Janvier 2023, par infosecusanté

Mediapart : « Coincée » dans la précarité, une docteure dénonce le sort injuste des médecins étrangers

La régularisation des médecins aux diplômes extra-européens a été, une fois encore, repoussée. En plus de les maintenir dans la précarité, l’administration les renvoie souvent vers de longs parcours de consolidation de leurs compétences. Au CHU de Grenoble, des médecins s’indignent du traitement réservé à l’une de leurs collègues.

Caroline Coq-Chodorge

11 janvier 2023

Leila A. veut bien parler de sa situation, mais sans trop s’exposer, pour ne pas indisposer ceux qui ont son avenir professionnel entre leurs mains. Si elle accepte de se confier, c’est surtout pour « les autres » Padhue, les praticiens à diplômes hors Union européenne. C’est aussi pour son chef, le professeur Jean-François Payen, qui dirige le pôle d’anesthésie-réanimation au CHU de Grenoble (Isère), révolté devant « l’arbitraire ».

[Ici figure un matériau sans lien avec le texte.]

PR #82, opened 2015-04-30
Added feature that allows loading Drools rules from a KJAR via kie-ci (i...

DuncanDoyle:
....e. Maven GAV).

Geoffrey, as discussed, an initial version of the feature that allows one to load score rules from a Drools KJAR via Maven (kie-ci and Maven GAV). Including unit-tests ;-)

To use it in, for example, the cloud-balancing example, you would need to externalize the score rules in a KJAR and reference the KJAR from the solver config like this:

```xml
<!-- Score configuration -->
<scoreDirectorFactory>
    <scoreDefinitionType>HARD_SOFT</scoreDefinitionType>
    <scoreKJarReleaseId>
    	<groupId>org.optaplanner.example.cloudbalancing</groupId>
    	<artifactId>CloudBalancingRules</artifactId>
    	<version>1.0.0</version>
    </scoreKJarReleaseId>	
</scoreDirectorFactory>
```

### DIFF
--- a/optaplanner-core/src/test/java/org/optaplanner/core/config/score/director/ScoreKJarReleaseIdConfigTest.java
+++ b/optaplanner-core/src/test/java/org/optaplanner/core/config/score/director/ScoreKJarReleaseIdConfigTest.java
@@ -25,7 +25,7 @@ public class ScoreKJarReleaseIdConfigTest extends CommonTestMethodBase {
 	private static KieServices kieServices;
 	
 	//Simple rule that doesn't really do anything. Just for test.
-		private static String drlOne = "package org.optaplanner.test;\n " +
+	private static String drlOne = "package org.optaplanner.test;\n " +
 		
 				"import org.optaplanner.core.api.score.buildin.simple.SimpleScoreHolder;\n" +
 				"import java.lang.String;\n" +
@@ -53,7 +53,6 @@ public class ScoreKJarReleaseIdConfigTest extends CommonTestMethodBase {
 		createAndDeployJar(kieServices, KMODULE_CONTENT, releaseId, drlOneResource);
 	}
 	
-	
 	@Test
 	public void testKJarAvailable() {
 		
@@ -76,7 +75,7 @@ public class ScoreKJarReleaseIdConfigTest extends CommonTestMethodBase {
 		assertEquals("Expected rule with this specific name in KieBase.", "SimpleConstraintRule", ruleNames.get(0));
 	}
 	
-	@Test
+	@Test(expected=RuntimeException.class)
 	public void testKJarNotAvailable() {
 		boolean caughtException = false;
 		ScoreKJarReleaseIdConfig config = new ScoreKJarReleaseIdConfig();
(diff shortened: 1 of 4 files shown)


optaplanner-core/src/test/java/org/optaplanner/core/config/score/director/ScoreKJarReleaseIdConfigTest.java
```diff
@@ -0,0 +1,96 @@
...
+		config.setGroupId(groupId);
+		config.setArtifactId(artifactId);
+		//Use a non-ex
+		config.setVersion("1.0.1");
+		try {
+			DroolsScoreDirectorFactory scoreDirectorFactory = config.build();
+		} catch (RuntimeException re) {
+			caughtException = true;
+		}
+		assertEquals("Expected exception when trying to load a KJAR which doesn't exist.", true, caughtException);
```
triceo: ```@Test``` annotation has an attribute accepting the expected ```Exception``` type, which does this exception handling for you.

optaplanner-core/src/test/java/org/optaplanner/core/config/score/director/ScoreKJarReleaseIdConfigTest.java
```diff
@@ -0,0 +1,90 @@
...
+				ruleNames.add(nextRule.getName());
+			}
+		}
+		assertEquals("Expected only 1 rule in KieBase.", 1, ruleNames.size());
+		assertEquals("Expected rule with this specific name in KieBase.", "SimpleConstraintRule", ruleNames.get(0));
+	}
+	
+	@Test(expected=RuntimeException.class)
+	public void testKJarNotAvailable() {
+		boolean caughtException = false;
```
triceo: This bit is no longer necessary.

DuncanDoyle: Only line 80, right? I still want to test whether the correct KJAR is loaded, hence the asserts on the number of rules and the rule-name in the KieBase.

triceo: Yes - the variable declared on line 80 is not used anywhere in the method.

ge0ffrey:
Related jira: https://issues.jboss.org/browse/PLANNER-253
Will process next week. (holiday today :)
Great work!

ge0ffrey:
I won't get around to merging this this week, but it's on the top of my list after next week's training. Sorry for the delay

ge0ffrey:
Bad news, @DuncanDoyle : perfect code, but me and Lukas have just come to the conclusion that our feature requirement is faulty. Let me explain:

- To author rules the domain model most be available. So to other a "CPU capacity hard constraint" rule, the "Process" and "Computer" classes must be in the classpath. This means the domain classes are included in the kjar (or a dependency of the kjar).
- If the domain classes are included in the kjar, OptaPlanner either needs to load them from the kjar (which it currently doesn't do) or optaplanner's solver xml should be part of the kjar itself. 
- In OptaPlanner Workbench (which will be part of Business Central), it will be possible to design the domain model and add OptaPlanner annotations. It will also be possible to author a solver xml.

This means we will end up with 2 different ways of doing the same thing:
A) OptaPlanner solver xml (not in a kjar) that can use score rules (and domain classes??) from a kjar. 
B) Kjar that contains domain classes, score rules AND solver xml.

One of the design philosophies is not to expose the user to 2 different ways to do the same thing if 1 way is consistently superior to the other way. Basically KISS principle. I believe B) (once implemented...) will be superior to A) at which point having to keep A) for backwards compatibility support is undesired...

Nevertheless, this PR isn't a waste:
- I 'll reuse the testing code (it's great!) for testing B)
- This PR has made us realize the problem of our feature requirement (again, not in your code). During research, failure is also a good result.

ge0ffrey:
Closing this PR. Changed made on master:
- The <scoreDirectorFactory> now supports <ksessionName> which maps to a ksession name in kmodule.xml
- New method SolverFactory.createFromKieContainerXmlResource(kieContainer, ".../solverConfig.xml")
- I've reused the testcase from @DuncanDoyle 's PR to tes the methods above. Thanks, Duncan!

PR #84, opened 2015-05-17
docs: better manipulation with core library flag

tomasdavidorg:


optaplanner-docs/src/main/docbook/en-US/Chapter-Integration/Chapter-Integration.xml
```diff
@@ -221,12 +221,20 @@
...
-          <para>Add <literal>--core-library</literal> flag to the <literal>dx</literal> file in
-          <literal>build-tools</literal> folder in your Android SDK, because otherwise it will not accept classes in the
-          <literal>java.*</literal> package of the <literal>javabeans-1.0.jar</literal>. The last line of that file
-          should look something like this:</para>
+          <para>Add lines to <literal>android</literal> area in the <literal>build.gradle</literal> file in your Android
+          project to allow classes of <literal>java.*</literal> package inside the <literal>javabeans-1.0.jar</literal>
+          file, because otherwise file will not be accepted:</para>
 
-          <programlisting>exec java $javaOpts -jar "$jarpath" --core-library "$@"</programlisting>
+          <programlisting language="gradle">android {
```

Anesthésiste-réanimatrice, la docteure A. est diplômée de l’institut de médecine d’État du Bélarus. En 2009, elle a émigré en France, où elle a obtenu le statut de réfugiée politique. Son parcours d’insertion professionnelle a été long, difficile, déterminé. Dans l’attente de l’asile politique, elle a d’abord exercé « divers métiers, surtout dans l’agriculture ». Puis elle a fait son chemin à l’hôpital public, tout d’abord « comme infirmière, après trois mois de formation ».

Le long parcours d’une Padhue en France

Elle apprend alors qu’elle peut exercer la médecine avec son diplôme bélarusse : « J’ai envoyé mon CV dans toute la France et j’ai été embauchée en 2013 comme praticienne attachée associée en anesthésie-réanimation à Melun [Seine-et-Marne – ndlr]. J’étais alors payée comme une interne, moins de 2 000 euros, moins qu’une infirmière. » Elle prend ensuite d’autres postes à Châteauroux (Indre), Guingamp (Côtes-d’Armor), Saint-Brieuc (Côtes-d’Armor). Forte de ces expériences, elle décroche en 2018 un poste d’anesthésiste-réanimatrice dans le service de gynécologie du CHU de Grenoble, où elle exerce encore aujourd’hui.

De par cette expérience et des recommandations de ses supérieur·es, elle a demandé son autorisation d’exercice en 2020. Au niveau régional, son dossier ne soulève aucune question : « Huit ans d’expérience, recommandations favorables et sans réserve reflétant un praticien de qualité et de grande valeur, proposition de poste en CHU », constate la commission.

C’est au niveau national, devant le Centre national de gestion (CNG), l’établissement public qui gère les carrières des praticiens hospitaliers, que le dossier de Leila A. se fracasse : « J’ai décidé de ne pas vous accorder l’autorisation d’exercice que vous sollicitez au motif que votre formation théorique et pratique est insuffisante et votre audition a révélé que des progrès demeurent nécessaires en termes de maîtrise de la langue française », lui écrit le 11 février 2022 Philippe Touzy, le chef du département « concours, autorisation d’exercice, développement professionnel » du CNG.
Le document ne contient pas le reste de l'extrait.